Mr. Bump & Grind Arrives in Baltimore

Story By Deborah Leung

Photo’s By Benjamin Rogers, Jr

r-kelly-brR. Kelly named his current tour after his most recent album, “The Buffet,” but his show Saturday night at the Royal Farms Arena at times was more like the cafeteria food fight in the movie “Animal House.”

For more than two hours, Kelly and his entourage — a collection of musicians and dancers — entertained a crowd of nearly 6,000 by firing fusillades and barrages of medleys and song snippets into the air like bottle rockets.

Much of the music was a mix of live performances backed heavily by prerecorded music, and although at times the show felt like a glorified karaoke presentation, none of that seemed to matter to a crowd that attended with a sole purpose: to see and listen to one of the most successful pop musicians of the past 20-plus years.

The presentation was curious odd from the start. There was a live band onstage, but it was swept into the corner, shrouded by darkness, and its performances sounded secondary to the other music and sounds coming off the stage.

The set list comprised too many songs to list or keep track of. Many were buried in rapid-fired snippets and medleys and lasted less than a minute. However, my iPhone music-search application was able to catch some of them: “Thoia Thoing,” “Feelin’ on Yo Booty,” “Ignition,” “Fiesta,” “I’m a Flirt,” “You Remind Me of Something,” “Freaky in the Club” and “Your Body’s Callin’,” many of the Kelly tracks that heave and moan sex and eroticism.

The show proceeded at a sometimes disheveled pace.
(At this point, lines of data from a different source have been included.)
PR #1902, opened 2024-11-19
feat(plc4j/ads): Add STRING and WSTRING to getDataTypeTableEntry.

fdupont-epsilia:
Add STRING and WSTRING to getDataTypeTableEntry.
 serializePlcValue, remove check directly in dataTypeTable, only use getDataTypeTableEntry.

### DIFF
--- a/plc4j/drivers/ads/src/main/java/org/apache/plc4x/java/ads/protocol/AdsProtocolLogic.java
+++ b/plc4j/drivers/ads/src/main/java/org/apache/plc4x/java/ads/protocol/AdsProtocolLogic.java
@@ -1198,7 +1198,6 @@ public class AdsProtocolLogic extends Plc4xProtocolBase<AmsTCPPacket> implements
     }
 
     protected byte[] serializePlcValue(PlcValue plcValue, String datatypeName) throws SerializationException {
-        // First check, if we have type information available.
         // Get the data type, allocate enough memory and serialize the value based on the
         // structure defined by the data type.
         Optional<AdsDataTypeTableEntry> dataTypeTableEntryOptional = getDataTypeTableEntry(datatypeName);
--- a/plc4j/drivers/ads/src/main/java/org/apache/plc4x/java/ads/protocol/AdsProtocolLogic.java
+++ b/plc4j/drivers/ads/src/main/java/org/apache/plc4x/java/ads/protocol/AdsProtocolLogic.java
@@ -1199,10 +1199,6 @@ public class AdsProtocolLogic extends Plc4xProtocolBase<AmsTCPPacket> implements
 
     protected byte[] serializePlcValue(PlcValue plcValue, String datatypeName) throws SerializationException {
         // First check, if we have type information available.
-        if (!dataTypeTable.containsKey(datatypeName)) {
-            throw new SerializationException("Could not find data type: " + datatypeName);
-        }
-
         // Get the data type, allocate enough memory and serialize the value based on the
         // structure defined by the data type.
         Optional<AdsDataTypeTableEntry> dataTypeTableEntryOptional = getDataTypeTableEntry(datatypeName);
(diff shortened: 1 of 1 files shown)


fdupont-epsilia:
Could this Pull Request be merged? Considering ADS works, and no modification in opcua.

```
test (21, ubuntu-latest)

[INFO] Protocols: ADS ..................................... SUCCESS [  2.192 s]
[INFO] PLC4J: Driver: ADS ................................. SUCCESS [ 12.046 s]

[INFO] PLC4J: Driver: OPC UA .............................. FAILURE [09:20 min]

Error:  Failed to execute goal org.apache.maven.plugins:maven-surefire-plugin:3.5.2:test (default-test) on project plc4j-driver-opcua: 

2024-11-19 20:03:54,327 ERROR | nioEventLoopGroup-123-1 | o.a.plc4x.java.opcua.protocol.OpcuaSubscriptionHandle   | Invalid Tag Integer, subscription created without this tag 
2024-11-19 20:03:55,295  WARN | nioEventLoopGroup-123-1 | o.a.plc4x.java.opcua.protocol.OpcuaSubscriptionHandle   | Publish request of subscription 1 resulted in error reported by server 
java.util.concurrent.CompletionException: org.apache.plc4x.java.api.exceptions.PlcInvalidTagException: Integer invalid
```

chrisdutz:
Looks good to me ... haven't had the time to test it in my setup, but I wouldn't want to block merging this for that reason.

chrisdutz (approved):

plc4j/drivers/ads/src/main/java/org/apache/plc4x/java/ads/protocol/AdsProtocolLogic.java
```diff
@@ -1199,10 +1199,6 @@ protected CompletableFuture<PlcWriteResponse> multiWrite(PlcWriteRequest writeRe
 
     protected byte[] serializePlcValue(PlcValue plcValue, String datatypeName) throws SerializationException {
         // First check, if we have type information available.
```
sruehl: so maybe remove that comment too as it doesn't make sense anymore with the code below removed

plc4j/drivers/ads/src/main/java/org/apache/plc4x/java/ads/protocol/AdsProtocolLogic.java
```diff
@@ -1953,13 +1949,28 @@ protected Optional<AdsDataTypeTableEntry> getDataTypeTableEntry(String name) {
...
+                numBytes = adsDataType.getNumBytes();
+            }
+
             // !It seems that the dataType value differs from system to system,
             // !However, we never really seem to use that value, so I would say it doesn't matter.
             return Optional.of(new AdsDataTypeTableEntry(
-                128, 1, 0, 0, adsDataType.getNumBytes(), 0,
+                128, 1, 0, 0, numBytes, 0,
                 adsDataType.getValue(), 0, 0, 0,
-                adsDataType.name(), "", "",
```
sruehl, line 1962: is that semantical still the same? (`adsDataType.name()` vs. `name`)
ame)

plc4j/drivers/ads/src/main/java/org/apache/plc4x/java/ads/protocol/AdsProtocolLogic.java
chrisdutz: Good catch ... maybe a little bit of a comment to "first we try to read from the table" if nothing is found in TC2 systems the primitive types are omitted from the trable, we try if it's one of these primitive types, ... blah blah blah comments would leave some additional information for future coders.

fdupont-epsilia: Well, I keep it because it relates to « if(dataTypeTableEntryOptional.isEmpty()) { » below, but that's true it is no longer « 1st ».

plc4j/drivers/ads/src/main/java/org/apache/plc4x/java/ads/protocol/AdsProtocolLogic.java
chrisdutz: I think I remember that I had a look locally and this was also what I saw in the case of my TC3 devices Table.

chrisdutz: Our ENUM constants, that I defined in the early versions of the ADS driver match here ... I mean ... we did an enum value of based on the name ... so I would expect the other direction to produce the name name (Except for the sized strings ... )

fdupont-epsilia: No, "STRING(any lenght here)" is not the same as only "STRING"

chrisdutz: Possibly change it to that then? However I don't really think the information is ever read again ... but one would need to check that ... I think usually we use the "read by map-key" and don't really check the "getName" of the entry.

fdupont-epsilia: Sorry, there are delay in my reply. My reply was to sruehl question.
adsDataType.name() = "STRING"
name = "STRING(any length here)"
So they are not « semantical still the same » for STRING. For other base type (such as BOOL), they are the same. 
And we need "STRING(any length here)" for the rest of the code to work.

It was first interrupted by a prerecorded skit broadcast on the video screen in which Kelly meets with advisers who recommend he do away with things like alcohol, after-parties, weed, cellphones and women backstage. He, however, disagrees and recommends more of all of the above. That was about as clever as it got.

Most objectionable and shameless was the short skit in which Kelly mocked the time he was acquitted of sexual misconduct charges. During the skit, as Kelly talked about wanting some kind of post-show hookup, a guy ran across the stage with a sign that read “21 and over.” Not funny.

There were other scripted moments that derailed the mood, like the dialogue between Kelly and a blimp called the R. Bot, which sailed across the arena for a spell.

Those episodes only quelled momentum built during the blasts of music that showcased the dozens of hits he has compiled during a career approaching three decades, sexually charged songs like “It Seems Like You’re Ready,” “Bump N’ Grind” and “Down Low (Nobody Has to Know).”

Kelly followed that with a cover of Sam Cooke’s “A Change Is Gonna Come.” He then disappeared for a bit, leaving the stage to a stagehand with a weak T-shirt launcher to send a few souvenirs into the crowd while Kelly changed wardrobe. He emerged in what looked like an aluminum tuxedo to perform “When a Woman Loves,” showing off his exceptional voice. He closed the show with two more soul classics: “Happy People” and “Step in the Name of Love.”

They brought to a close a show that, though wandering and reckless at times, sated the appetites of fans who came to indulge in the libidinous sounds of one of pop music’s more mercurial, prolific and controversial stars.